# Extraction and Cost

In the previous sessions, we have seen examples of defining and analyzing syntactic terms in egglog. After running the rewrite rules, the e-graph may contain a myriad of terms. We often want to pick out one or a handful of terms for further processing. Extraction is the process of picking out individual terms out of the many terms represented by an e-graph. We have seen extract command in the previous sessions, which allows us to extract the optimal term from the e-graph.

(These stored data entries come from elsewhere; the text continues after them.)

PR #1516, opened 2023-07-12
feat: /search endpoint

AndreaFrancis:
Second part of FTS implementation using duckdb for https://github.com/huggingface/datasets-server/issues/629

This PR introduces a new endpoint `/search` in a new project **search** service with the following parameters:
- dataset
- config
- split
- query
- offset (by default 0)
- length (by default 100)

The process of performing a search consists in:
1. Validate parameters
2. Validate authentication
3. Validate split-duckdb-index cache result in order to verify if indexing has been previously done correctly
4. Download index file from /refs/convert/parquet revision in case of missing otherwise, use it directly
5. Perform full text search using duckdb
6. Return response with similar format as /rows

```
    features: List[FeatureItem]
    rows: Any
    num_total_rows: int --> I added this new field because I think it will be used in the UI for pagination

```

Note.- In another PR, I will add a k8s Job that will periodically delete the downloaded files based on their last accessed date -> https://github.com/huggingface/datasets-server/pull/1536


AndreaFrancis:
@huggingface/datasets-server This PR is kind of ready for review, I just added a couple of test scenarios but I can add more if needed. I would like to have a first review from the team to validate the idea and then improve details.

libs/libcommon/src/libcommon/utils.py
```diff
@@ -91,6 +91,12 @@ class FeatureItem(TypedDict):
     type: Row
 
 
+class PaginatedResponse(TypedDict):
+    features: List[FeatureItem]
+    rows: Any
+    num_total_items: int
```
severo, line 97: to keep it coherent with what we have on DatasetSize, I would rename it to

```suggestion
    num_total_rows: int
```

chart/templates/services/api/deployment.yaml
severo, line 1: Is it OK to include /search in the API, instead of creating a new service for that? I'm afraid it could potentially affect the other endpoints, as the responses are computed inline instead of just returning a cached entry.

AndreaFrancis: Makes more sense to move to its separate service, I will work on that

AndreaFrancis:
Code is ready but not sure why CI is failing because of python version for /rows quality and mongodb_migration unit tests, I will check.

chart/templates/services/api/deployment.yaml
AndreaFrancis: I moved all the code to a separate project search.

severo:
The e2e tests error seems to be a bug in the code https://github.com/huggingface/datasets-server/actions/runs/5661637294/job/15339958238?pr=1516

e2e/tests/test_50_search_healthcheck.py
```diff
@@ -0,0 +1,11 @@
+# SPDX-License-Identifier: Apache-2.0
+# Copyright 2023 The HuggingFace Authors.
+
+from .utils import SEARCH_UVICORN_PORT, poll
+
+
+def test_healthcheck() -> None:
+    # this tests ensures the /healthcheck and the /metrics endpoints are hidden
+    response = poll("/healthcheck", expected_code=200, url=SEARCH_UVICORN_PORT)
```
severo, line 9:
```suggestion
from .utils import SEARCH_URL, poll


def test_healthcheck() -> None:
    # this tests ensures the /healthcheck and the /metrics endpoints are hidden
    response = poll("/healthcheck", expected_code=200, url=SEARCH_URL)
```

severo (commented):
for the e2e error

severo (commented):
.github/workflows/cd.yml and the docker compose files must be updated

services/search/src/search/routes/search.py
```diff
@@ -0,0 +1,300 @@
...
+                        hf_jwt_public_key=hf_jwt_public_key,
+                        hf_jwt_algorithm=hf_jwt_algorithm,
+                        hf_timeout_seconds=hf_timeout_seconds,
+                    )
+
+                logging.info(f"/search {dataset=} {config=} {split=} {query=} {offset=} {length=}")
+
+                with StepProfiler(method="search_endpoint", step="validate indexing was done"):
+                    # no cache data is needed to download the index file
+                    # but will help to validate if indexing was done
```
severo, line 241: why not use the content of the cached response to get the URL, instead of forging it? It seems less brittle to me

services/search/src/search/routes/search.py
```diff
@@ -0,0 +1,300 @@
...
+                            error_code=error_code,
+                            revision=revision,
+                        )
+
+                with StepProfiler(method="search_endpoint", step="download index file if missing"):
+                    index_folder = get_index_folder(duckdb_index_file_directory, dataset, config, split)
+                    repo_file_location = f"{config}/{split}/{DUCKDB_DEFAULT_INDEX_FILENAME}"
+                    index_file_location = f"{index_folder}/{repo_file_location}"
+                    index_path = Path(index_file_location)
+                    if not index_path.is_file():
```
severo, line 273: and what if the dataset has been updated but the old index is on the disk? we will search on an old version

severo: also: we don't delete the index files? It will be done by another job, right?

services/search/tests/test_app.py
```diff
@@ -0,0 +1,96 @@
...
+
+
+def test_get_search(client: TestClient) -> None:
+    # missing parameter
+    response = client.get("/search")
+    assert response.status_code == 422
+
+
+@pytest.mark.parametrize(
+    "dataset,config,split",
```
severo, line 59: also test missing query?

chart/values.yaml
```diff
@@ -466,6 +471,44 @@ rows:
     annotations: {}
   tolerations: []
 
+search:
+  # the path of the external authentication service on the hub.
+  # The string must contain `%s` which will be replaced with the dataset name.
+  hfAuthPath: "/api/datasets/%s/auth-check"
```
severo, line 477: I think we're repeating this a lot (api, rows, search). Could we factorize?

chart/values.yaml
```diff
@@ -466,6 +471,44 @@ rows:
...
+  maxAgeShort: "10"
+  # Directory where the uvicorn workers will write the prometheus metrics
+  # see https://github.com/prometheus/client_python#multiprocess-mode-eg-gunicorn
+  prometheusMultiprocDirectory: "/tmp"
+  # Hostname - it must not be set to localhost to work in Kube!
+  uvicornHostname: "0.0.0.0"
+  # Number of uvicorn workers for running the application
+  uvicornNumWorkers: "1"
+  # Application endpoint port
+  uvicornPort: 8082
```
severo, line 498: I think we could set it to 8080 (and in rows too) as it's on the pod

chart/env/prod.yaml
```diff
@@ -300,6 +300,26 @@ rows:
       cpu: 4
       memory: "8Gi"
 
+search:
+  # the timeout in seconds for the requests to the Hugging Face Hub.
+  hfTimeoutSeconds: "1.5"
+  # Number of uvicorn workers for running the application
+  # (2 x $num_cores) + 1
+  # https://docs.gunicorn.org/en/stable/design.html#how-many-workers
+  uvicornNumWorkers: "3"
```
severo, line 309: why not 9 as the other services?

chart/env/prod.yaml
```diff
@@ -300,6 +300,26 @@ rows:
...
+  nodeSelector:
+    role-datasets-server-search: "true"
+  replicas: 4
```
severo, line 312: let's increase a bit?

services/search/src/search/routes/search.py
```diff
@@ -0,0 +1,300 @@
...
+                    config = request.query_params.get("config")
+                    split = request.query_params.get("split")
+                    query = request.query_params.get("query")
+
+                    if (
+                        not dataset
+                        or not config
+                        or not split
+                        or not query
+                        or not are_valid_parameters([dataset, config, split, query])
```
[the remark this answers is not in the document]
AndreaFrancis: I added those validations again, otherwise mypy fails for optional values being used later.

services/search/src/search/routes/search.py
```diff
@@ -0,0 +1,300 @@
...
+    query_result = con.execute(
+        query=FTS_COMMAND.format(offset=offset, length=length),
+        parameters=[query],
+    )
+    pa_table = query_result.arrow()
+    con.close()
+    return (num_total_rows, pa_table)
+
+
+# TODO: Copied from api.routes.endpoint, refactor
```
lhoestq, line 108:
```suggestion
```

lhoestq (commented):
Awesome !!

Could you also update the docker compose files in tools/ ? I can also take care of it once this is merged if you want

Also I think that you can run `update_last_modified_date_of_rows_in_assets_dir` as in /rows. It sets the last modified time of the assets directories to be the last access time, which is then used when `clean_cached_assets` is called.

services/search/src/search/routes/search.py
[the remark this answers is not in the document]
severo: oh right!!!

services/search/src/search/routes/search.py
AndreaFrancis: Temporal index files will be deleted here https://github.com/huggingface/datasets-server/pull/1536 but as you said, this file also should be removed when there is a new version, maybe I can add that here? https://github.com/huggingface/datasets-server/blob/main/services/worker/src/worker/job_runners/split/duckdb_index.py#L73

chart/values.yaml
AndreaFrancis: I moved all hfX configurations to another section `hf`

AndreaFrancis:
> Could you also update the docker compose files in tools/ ? I can also take care of it once this is merged if you want


Sure, I updated docker compose files for dev and prod.


> Also I think that you can run update_last_modified_date_of_rows_in_assets_dir as in /rows. It sets the last modified time of the assets directories to be the last access time, which is then used when clean_cached_assets is called.

I added clean_cached_assets to be called on /search randomly, same as in /rows. As per our conversation, update_last_modified_date_of_rows_in_assets_dir might not be needed for now. Note also that I saw that images and audio types are being stored as binary in Duckb so, maybe no conversion will be done. I will create a separate issue to handle/enable image and audio support for search.

services/search/src/search/routes/search.py
AndreaFrancis: Not sure if I can use an URL for hf_hub_download. Doc https://huggingface.co/docs/huggingface_hub/v0.16.3/en/package_reference/file_download#huggingface_hub.hf_hub_download says that basically it is just needed  repo_type, revision, repo_id, filename, local_dir, token. Anyway, I removed DEFAULT_INDEX_NAME in favor of taking the filename from cache response and use it when calling download function.

services/search/src/search/routes/search.py
severo: we should have a way to know if the current file is the correct version. Maybe use the revision in the path?

severo:
I was wondering: what is the value of `rowIdx`? I think we want it to be the row index for the unfiltered dataset, right? ie a persistent number that identifies the row.
Is it how it's done?

AndreaFrancis:
> I was wondering: what is the value of rowIdx? I think we want it to be the row index for the unfiltered dataset, right? ie a persistent number that identifies the row.
> Is it how it's done?

No, it currently is the row index for the filtered result, I can change it to be equal to __hf_index_id so that we persist the row id.

severo:
> No, it currently is the row index for the filtered result, I can change it to be equal to __hf_index_id so that we persist the row id.

wdyt? it could be more useful to have a way to reference the original row id. Having the number in the list is easy to compute if needed.

services/search/src/search/routes/search.py
severo: hmmm ok

services/search/src/search/routes/search.py
severo: OK, you take the revision in the name of the directory, so, we're good.

severo (commented):
we need an e2e test such as def test_rows_endpoint (in test_11_api.py -> feel free to use another file if you want to separate from the API)

services/search/src/search/routes/search.py
```diff
@@ -0,0 +1,337 @@
...
+ROW_IDX_COLUMN = "__hf_index_id_row_idx"
+MAX_ROWS = 100
+UNSUPPORTED_FEATURES_MAGIC_STRINGS = ["'binary'", "Audio("]
+FTS_COMMAND_COUNT = (
+    "SELECT COUNT(*) FROM (SELECT __hf_index_id, fts_main_data.match_bm25(__hf_index_id, ?) AS score FROM"
+    " data) A WHERE score IS NOT NULL;"
+)
+
+FTS_COMMAND = (
+    "SELECT * EXCLUDE (__hf_index_id, score) FROM (SELECT __hf_index_id - 1 as __hf_index_id_row_idx, *,"
```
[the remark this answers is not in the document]
AndreaFrancis: Update: serial min value will be fixed for worker in this PR https://github.com/huggingface/datasets-server/pull/1594

libs/libapi/src/libapi/utils.py
```diff
@@ -155,16 +160,80 @@ def to_rows_list(
...
+            row_idx_column=row_idx_column,
         )
     except Exception as err:
         raise TransformRowsProcessingError(
             "Server error while post-processing the split rows. Please report the issue."
         ) from err
     return [
         {
-            "row_idx": idx + offset,
+            "row_idx": idx + offset if row_idx_column is None else row.pop(row_idx_column),  # type: ignore
```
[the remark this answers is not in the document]
AndreaFrancis: Actually, `/rows` doesn't need `row_idx_column` (it depends on the pagination offset and iteration).
I put `# type: ignore` because of mypy warning about `Mapping` without `pop` method, not sure if I could cast it to dict, I would like to perform pop in order to take advantage and remove the column to use row without it in the next line.

libs/libcommon/src/libcommon/rows_utils.py
```diff
@@ -19,14 +19,15 @@ def transform_rows(
...
+    row_idx_column: Optional[str],
 ) -> List[Row]:
     return [
         {
             featureName: get_cell_value(
                 dataset=dataset,
                 config=config,
                 split=split,
-                row_idx=offset + row_idx,
+                row_idx=offset + row_idx if row_idx_column is None else row[row_idx_column],
```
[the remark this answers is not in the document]
AndreaFrancis: `row[row_idx_column]` will be used for `/search` (because it cant depend on offset to get the id column, but it depends on `__hf_index_id`.
`offset + row_idx` is used by `/rows` (since it uses offset and will always have the same order for all rows)

services/search/src/search/routes/search.py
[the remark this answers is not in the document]
severo: > Change split-duckdb-index worker to start serial from 0 and recompute all dataset indexes

is better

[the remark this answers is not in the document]
AndreaFrancis: Fixed in https://github.com/huggingface/datasets-server/pull/1516/commits/694b00e4bb5b4c3cee6d8f5706eb148d0e77f7f7

libs/libcommon/src/libcommon/rows_utils.py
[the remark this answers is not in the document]
severo: OK, perfect

libs/libapi/src/libapi/utils.py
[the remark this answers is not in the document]
severo: OK! maybe you could change the type of Row (Dict instead of Mapping): https://github.com/huggingface/datasets-server/blob/694b00e4bb5b4c3cee6d8f5706eb148d0e77f7f7/libs/libcommon/src/libcommon/utils.py#L85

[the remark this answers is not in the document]
AndreaFrancis: Done in https://github.com/huggingface/datasets-server/pull/1516/commits/d4babea14050b03679037cb9ae35bb7e602dc2e8

Issue #1519, opened 2023-07-17
Dataset with too big row groups makes the viewer crash


lhoestq:
eg IDEA-CCNL/laion2B-multi-chinese-subset

```python
In [1]: import fsspec; import pyarrow.parquet as pq

In [2]: url = "https://huggingface.co/datasets/IDEA-CCNL/laion2B-multi-chinese-subset/resolve/main/data/train-00000-of-00013.parquet"

In [3]: pf = pq.ParquetFile(fsspec.open(url).open())

In [4]: pf.metadata
Out[4]: 
<pyarrow._parquet.FileMetaData object at 0x11f419450>
  created_by: parquet-cpp-arrow version 7.0.0
  num_columns: 10
  num_rows: 11177146
  num_row_groups: 1
  format_version: 1.0
  serialized_size: 5880

In [5]: pf.metadata.row_group(0).total_byte_size
Out[5]: 2085382973

In [6]: pf.metadata.row_group(0)
Out[6]: 
<pyarrow._parquet.RowGroupMetaData object at 0x106609590>
  num_columns: 10
  num_rows: 11177146
  total_byte_size: 2085382973
```

lhoestq:
Ah apparently it was converted to parquet before #1497 

I just restarted the config-parquet-and-info job

lhoestq:
Actually it copied the file anyway because the check on row groups didn't run, let me fix this

severo:
Is it the case for https://datasets-server.huggingface.co/rows?dataset=bigcode/the-stack-metadata&config=bigcode--the-stack-metadata&split=train&offset=500&length=100? Or is it another issue? The request takes too much time and the reverse-proxy emits a 504 Gateway Time-out error

severo:
OK! In this case it's bigcode/the-stack-metadata, not garythung/trashnet, but I imagine it's the same. For reference, https://datasets-server.huggingface.co/rows?dataset=bigcode/the-stack-metadata&config=bigcode--the-stack-metadata&split=train&offset=500&length=100 currently takes about 9s to respond

lhoestq:
yes bigcode/the-stack-metadata should be fixed with https://github.com/huggingface/datasets-server/pull/1520 : it has too big row groups

lhoestq:
ah actually I can just refresh it I think

PR #1520, opened 2023-07-17
Always verify parquet before copying

lhoestq:
close https://github.com/huggingface/datasets-server/issues/1519


lhoestq:
https://github.com/huggingface/datasets-server/pull/1525 should fix the CI (and maybe there's a token to be refreshed)

severo (approved):

severo:
which datasets should we recompute after that? Is there a way to know?

lhoestq:
I don't think there's a way to know except with /rows that can detect too big row groups, maybe we can refresh the dataset when /rows detects it

severo:
> maybe we can refresh the dataset when /rows detects it
Could be, but instead of complicating the code for that, maybe do a one-time analysis on all the datasets that have a size over ...GB

Issue #1483, opened 2023-07-04
C4 pagination failing


lhoestq:
current error is an ApiError

```
config size could not be parsed: ValidationError: "size.config.num_bytes_original_files" must be a number
```

severo:
looking at it

severo:
I created https://github.com/huggingface/datasets-server/issues/1528 for that matter

PR #1533, opened 2023-07-20
Separate parquet metadata by split

lhoestq:
Since we added partial conversion to parquet, we introduced the new config/split/ssss.parquet paths but the parquet metadata worker was nos following it and therefore splits could overwrite each other

This affects any dataset with partial conversion and multiple splits, e.g. c4

Related tohttps://github.com/huggingface/datasets-server/issues/1483


AndreaFrancis (approved):
Do we need to increase the job runner version for backfill? Or is it compatible with the old cache entries without split?

lhoestq:
It's still compatible, I'll just manually refresh datasets with this issue

PR #1536, opened 2023-07-20
K8s job to periodically remove indexes

AndreaFrancis:
Should help delete files downloaded on https://github.com/huggingface/datasets-server/pull/1516

### DIFF
--- a/chart/values.yaml
+++ b/chart/values.yaml
@@ -299,6 +299,23 @@ backfill:
   tolerations: []
 
 
+deleteIndexes:
+  enabled: false
+  log:
+    level: "info"
+  action: "delete-indexes"
+  error_codes_to_retry: ""
+  schedule: "*/10 * * * *"
+  # every ten minutes
+  nodeSelector: {}
+  resources:
+    requests:
+      cpu: 0
+    limits:
+      cpu: 0
+  tolerations: []
+
+
 metricsCollector:
   action: "collect-metrics"
   schedule: "*/5 * * * *"
--- a/jobs/cache_maintenance/src/cache_maintenance/delete_indexes.py
+++ b/jobs/cache_maintenance/src/cache_maintenance/delete_indexes.py
@@ -1,0 +1,24 @@
+# SPDX-License-Identifier: Apache-2.0
+# Copyright 2023 The HuggingFace Authors.
+
+import glob
+import logging
+import os
+from datetime import datetime, timedelta
+
+from libcommon.storage import StrPath
+
+
+def delete_indexes(
+    duckdb_index_cache_directory: StrPath, subdirectory: str, file_extension: str, expired_time_interval_seconds: int
+) -> None:
+    logging.info("delete indexes")
+    indexes_folder = f"{duckdb_index_cache_directory}/{subdirectory}/**/*{file_extension}"
+    logging.info(f"looking for all files with pattern {indexes_folder}")
+    for path in glob.glob(indexes_folder, recursive=True):
+        last_access_time_value = os.path.getatime(path)
+        last_access_datetime = datetime.fromtimestamp(last_access_time_value).replace(tzinfo=None)
+        now = datetime.now().replace(tzinfo=None)
+        if last_access_datetime + timedelta(seconds=expired_time_interval_seconds) <= now:
+            logging.info(f"deleting {path=}")
+            os.remove(path)
--- a/chart/templates/_helpers.tpl
+++ b/chart/templates/_helpers.tpl
@@ -92,6 +92,11 @@ app.kubernetes.io/component: "{{ include "name" . }}-metrics-collector"
 app.kubernetes.io/component: "{{ include "name" . }}-backfill"
 {{- end -}}
 
+{{- define "labels.deleteIndexes" -}}
+{{ include "hf.labels.commons" . }}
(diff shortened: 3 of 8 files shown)


jobs/cache_maintenance/src/cache_maintenance/delete_indexes.py
```diff
@@ -0,0 +1,24 @@
...
+def delete_indexes(
+    duckdb_index_cache_directory: StrPath, subdirectory: str, file_extension: str, expired_time_interval_seconds: int
+) -> None:
+    logging.info("delete indexes")
+    indexes_folder = f"{duckdb_index_cache_directory}/{subdirectory}/**/*{file_extension}"
+    logging.info(f"looking for all files with pattern {indexes_folder}")
+    for path in glob.glob(indexes_folder, recursive=True):
+        last_access_time_value = os.path.getatime(path)
+        last_access_datetime = datetime.fromtimestamp(last_access_time_value).replace(tzinfo=None)
+        now = datetime.now().replace(tzinfo=None)
```
severo, line 21: nit: maybe set this at the beginning of the function

jobs/cache_maintenance/src/cache_maintenance/delete_indexes.py
```diff
@@ -0,0 +1,24 @@
...
+import logging
+import os
+from datetime import datetime, timedelta
+
+from libcommon.storage import StrPath
+
+
+def delete_indexes(
+    duckdb_index_cache_directory: StrPath, subdirectory: str, file_extension: str, expired_time_interval_seconds: int
+) -> None:
```
severo, line 14: it deletes the files but not the directories, ie currently, we have on the disk: `downloads/asoria-copy_final-e388ab6d/asoria--copy_final/train/index.duckdb`. It's the only file in `downloads/asoria-copy_final-e388ab6d/`. Shouldn't we try to delete the directories too? On the other side: it might lead to concurrency issues (/search creates the file, while the job deletes the directories). Not sure how to manage this.

---

Not related to this particular PR, but we have a somewhat similar situation for the temporal `duckdb-index` directories: many empty directories. But in that case, they should have been used only once. So these should be deleted.

chart/values.yaml
```diff
@@ -261,6 +261,8 @@ duckDBIndex:
   urlTemplate: "/datasets/%s/resolve/%s/%s"
   # the maximum size of the split parquets.
   maxParquetSizeBytes: "100_000_000"
+  # the time interval at which a downloaded index will be considered as expired and will be deleted 
+  expiredTimeIntervalSeconds: 600
```
severo, line 265: On first thought, it could be a lot more, like 1 day, or 3 days. We don't really have limits on the storage, and it would reduce the latency for datasets that are searched often.

chart/values.yaml
```diff
@@ -321,6 +323,23 @@ backfill:
   tolerations: []
 
 
+deleteIndexes:
+  enabled: false
```
severo, line 327: you can already set it to true in prod and staging (maybe here too)

chart/values.yaml
```diff
@@ -321,6 +323,23 @@ backfill:
...
+  log:
+    level: "info"
+  action: "delete-indexes"
+  error_codes_to_retry: ""
+  schedule: "*/10 * * * *"
```
severo, line 332: also: it can be a lot less frequent, to reduce IO. Maybe once a day

jobs/cache_maintenance/src/cache_maintenance/delete_indexes.py
AndreaFrancis: Done in https://github.com/huggingface/datasets-server/pull/1536/commits/f38ba31e3b7664ee3322416f71f07444cfddf906

chart/values.yaml
AndreaFrancis: Done in https://github.com/huggingface/datasets-server/pull/1536/commits/f38ba31e3b7664ee3322416f71f07444cfddf906

chart/values.yaml
AndreaFrancis: I changed it to run once a day https://github.com/huggingface/datasets-server/pull/1536/commits/f38ba31e3b7664ee3322416f71f07444cfddf906

chart/values.yaml
AndreaFrancis: Sure, I changed it to 3 days for prod https://github.com/huggingface/datasets-server/pull/1536/commits/f38ba31e3b7664ee3322416f71f07444cfddf906

jobs/cache_maintenance/src/cache_maintenance/delete_indexes.py
AndreaFrancis: I think I could change the logic for index downloads, instead of downloading in separate folders dataset/config/split, maybe they can be a combination in the index name as `dataset-config-split-revision-index.duckdb`  so that, this job only has to remove files without dealing with empty directories.

severo: yes, it seems better!

severo: So: in another PR

severo (approved):

PR #1544, opened 2023-07-24
fix: resources allocation and use dedicated nodes for worker light

rtrompier:


severo (approved):
OK! No overcommitting for the RAM of big workers... It will multiply the number of nodes (and the price) by two...

PR #1548, opened 2023-07-24
fix(helm): update probes for services pods

rtrompier:


severo (approved):
Nice! more explicit.

cc @AndreaFrancis  for #1516 and @albertvillanova for #1418

PR #1554, opened 2023-07-25
Align poetry version in all Docker files

albertvillanova:
Currently, the Poetry version set in jobs/cache_maintenance Docker file is different from the one set in all the other Docker files.

This PR aligns the Poetry version in jobs/cache_maintenance Docker file with all the rest.


AndreaFrancis (approved):
Thanks!

PR #1558, opened 2023-07-25
feat: 🎸 request 4Gi per /rows pod

severo:
it will allocate less pods per node. We regularly have OOM errors, with pods that use 3, 5, 6, 7 GiB RAM, and the node has not enough RAM left for them.

Capture d’écran 2023-07-25 à 12 29 26


rtrompier (commented):
LGTM

Issue #1156, opened 2023-05-10
Fix flaky executor test in services/worker when the job takes too much time


severo:
See https://github.com/huggingface/datasets-server/pull/1147#issuecomment-1541483075

severo:
cc @lhoestq 😉

severo:
We need to fix the test

PR #1567, opened 2023-07-26
Fix flaky executor test on long jobs

lhoestq:
Sometimes the executor doesn't have a chance to kill the long job before finishing

close https://github.com/huggingface/datasets-server/issues/1156


severo (approved):
OMG thanks for that!

PR #1571, opened 2023-07-27
Fix torch on macos

lhoestq:
This fixes local deployment using docker compose on macos

fixes this error when building the `worker` docker image

```
> [stage-0 13/13] RUN --mount=type=cache,target=/home/.cache/pypoetry/cache     --mount=type=cache,target=/home/.cache/pypoetry/artifacts     poetry install --no-root:                                                                          
#17 0.533 Creating virtualenv worker in /src/services/worker/.venv                                                       
#17 0.852 Installing dependencies from lock file

...

#17 10.40   AssertionError
#17 10.40 
#17 10.40   
#17 10.40 
#17 10.40   at /usr/local/lib/python3.9/site-packages/poetry/installation/executor.py:742 in _download_link
#17 10.41       738│         # to the original archive.
#17 10.41       739│         archive = self._chef.get_cached_archive_for_link(link, strict=False)
#17 10.41       740│         # 'archive' can at this point never be None. Since we previously downloaded
#17 10.41       741│         # an archive, we now should have something cached that we can use here
#17 10.41     → 742│         assert archive is not None
#17 10.41       743│ 
#17 10.41       744│         if archive.suffix != ".whl":
#17 10.41       745│             message = (
#17 10.41       746│                 f"  • {self.get_operation_message(operation)}:"
```


severo (approved):
wow, it's ugly 😛

Issue #1421, opened 2023-06-22
/rows returns `null` images for some datasets


lhoestq:
Reported in https://github.com/huggingface/datasets/issues/2526

See https://huggingface.co/datasets/lombardata/panoptic_2023_06_22 has a working /first-rows but /rows always returns `null` for images.

edit: another one https://huggingface.co/datasets/jonathan-roberts1/RSSCN7

severo:
keep open

PR #1573, opened 2023-07-27
Use cached features in /rows

lhoestq:
/rows needs the cached `features` since they're not always available in the parquet metadata.
This was causing some `Image` columns to be seen as a struct of binary data, which are not supported in the viewer (shown as "null").

Therefore I'm now passing the `features` from `config-parquet-and-info` to `config-parquet` and then to `config-parquet-metadata`. I kept it backward compatible in case a cached value doesn't have this field yet.

Therefore there's no need for a mongo migration. We can just re-run all the `config-parquet` and `config-parquet-metadata` jobs. I incremented their versions.

close https://github.com/huggingface/datasets-server/issues/1421


services/worker/src/worker/job_runners/config/parquet_metadata.py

Optimality needs to be defined with regard to some cost model. A cost model is a function that assigns a cost to each term in the e-graph. By default, extract uses AST size as its cost model and picks the term with the smallest cost.

In this session, we will show several ways of customizing the cost model in egglog. Let's first see a simple example of setting costs with the :cost attribute.

(push)

Here we have the same Expr language but annotated with :cost attributes.

(datatype Expr
  (Num i64)
  (Var String)
  (Add Expr Expr :cost 2)
  (Mul Expr Expr :cost 10)
)

The default cost of a datatype constructor is 1. Intuitively, the additional :cost attributes mark the multiplication operation as more expensive than addition.

Let's look at how cost is computed for a concrete term in the default tree cost model.

; expr = x * 2 + 1
(let expr (Add (Mul (Var "x") (Num 2)) (Num 1)))

This term has a total cost of 18 because

 (Add               \\ cost = 2  (from Add) + 14 (from left operand) + 2 (from right operand) = 18
     (Mul           \\ cost = 10 (from Mul) + 2  (from left operand) + 2 (from right operand) = 14
         (Var "x")  \\ cost = 1  (from Var) + 1  (from "x") = 2
         (Num 2)    \\ cost = 1  (from Num) + 1  (from 2)   = 2
     )
     (Num 1)        \\ cost = 1  (from Num) + 1  (from 1)   = 2
 )

We can use the extract command to extract the lowest cost variant of the term. For now it gives the only version that we just defined

(extract expr)

Let's introduces more variants with rewrites

(rewrite (Mul x (Num 2)) (Add x x))

(run 1)

(extract expr)

It now extracts the lower cost variant that correspondes to x + x + 1, which is equivalent to the original term. If there are multiple variants of the same lowest cost, extract break ties arbitrarily.

(pop)

Setting custom cost for e-nodes

The :cost attribute sets an uniform additional cost to each appearance of corresponding constructor. However, this is not expressive enough to cover the case where additional cost of an operation is not a fixed constant. We can use the set-cost feature provided by egglog-experimental to get more fine-grained control of individual e-node's cost.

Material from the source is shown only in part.